Buscando el cielo eterno

Una sonrisa cae a pedazos
sobre un suelo
gris
de asfalto
cansado de latir
desesperanzas.

Un septiembre rojo
empaña toda lágrima
que vuela
al viento
y se hace carne de súplicas.

Una y otra vez empujamos
nuestros cuerpos,
cansados de tanta metrópolis encima,
buscando llegar
cinco
minutos
antes
para poder idiotizarnos
frente a la pantalla.

Queremos comer asados
(Todos los putos días, anhelamos ser diferentes)
olvidándonos de todo aquel que se deja sentir.

Llega la noche y los miedos...

Miramos el techo,
al lado de una persona que no sabemos amar.
Otra vez
vuelven los recuerdos de infancia
y añoramos en silencio
la juventud que perdimos hace tiempo.

Sentimos que todo se desmorona en nosotros.

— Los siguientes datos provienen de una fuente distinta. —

PR #3920, opened 2025-05-07
refactor: improve self hosting environment variable handling

mldangelo:
## Summary by Sourcery

Refactor environment variable handling and improve modularity of constants and sharing-related functions

New Features:
- Added a new function to check idempotency support for sharing

Enhancements:
- Converted static constants to dynamic getter functions for environment-based configuration
- Improved flexibility of environment variable retrieval for sharing and API base URLs

Chores:
- Updated test cases to work with new function-based approach
- Simplified environment variable access patterns


src/constants.ts
```diff
@@ -6,25 +6,32 @@ export const VERSION = packageJson.version;
...
-  getEnvString('NEXT_PUBLIC_PROMPTFOO_REMOTE_API_BASE_URL') ||
-  getEnvString('NEXT_PUBLIC_PROMPTFOO_BASE_URL') ||
-  getEnvString('PROMPTFOO_REMOTE_API_BASE_URL') ||
-  `https://api.promptfoo.app`;
-
-export const DEFAULT_SHARE_VIEW_BASE_URL = getEnvString(
-  'PROMPTFOO_SHARING_APP_BASE_URL',
-  `https://promptfoo.app`,
-);
+export function getShareApiBaseUrl(): string {
```
will-holley, line 12: What's the purpose of switching these to getter functions?

src/constants.ts
```diff
@@ -6,25 +6,32 @@ export const VERSION = packageJson.version;
...
+  return (
+    // TODO(ian): Backwards compatibility, 2024-04-01
+    getEnvString('NEXT_PUBLIC_PROMPTFOO_REMOTE_API_BASE_URL') ||
+    getEnvString('NEXT_PUBLIC_PROMPTFOO_BASE_URL') ||
+    getEnvString('PROMPTFOO_REMOTE_API_BASE_URL') ||
+    `https://api.promptfoo.app`
```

Deseamos, antes de cerrar los ojos
no despertar jamás y
al fin llegar al cielo que tanto ansiamos.


Teodoro Duarte.




lunes, 22 de agosto de 2011

Te amo y ya no sé

Insurrecciones
bifurcándose
en el lapso solar
cuando soñás
ser algo más que un mundo,
lleno de esperanzas vanas
que no llevan a nada
más que al hecho de existir
magramente.

Recorriendo historias
que persiguen
y te hacen invicto.

Odio de ser esclavo
de sensaciones oscuras
y es tan puro su andar
que no juega con ser libre
(hace rato que lo es).

Hoy el día es tan nuestro
que Dios se olvida
de reclamar clemencia.

Te amo y ya no sé
si el mañana es materia
cuando nos revolcamos en el limbo
para creernos santos
sin alas.

Estamos tan lejos
no creo poder besarte

en el sol estrellaré mi rostro
lleno del hollín de la noche inundada de polvo...


Teodoro Duarte

lunes, 1 de agosto de 2011

Mañana

Todo supone que el día posterior al que estamos es el futuro, todos suponemos eso por lo menos.
Juan Uriarte pensó el mañana de una manera diferente. Creyó y lo puso en todo su cuerpo como algo que pertenecía al momento en el cual está viviendo, y negó todos los tiempos verbales. Se quedó únicamente con el presente.
Desde ese momento Juan no deja de ver por su ventana, esperando que alguien venga a buscarlo.

lunes, 19 de julio de 2010

Colores grises en primavera

"La dificultad de cometer suicidio está en esto: es un acto de ambición que se puede cometer sólo cuando se haya superado toda ambición." Cesare Pavese.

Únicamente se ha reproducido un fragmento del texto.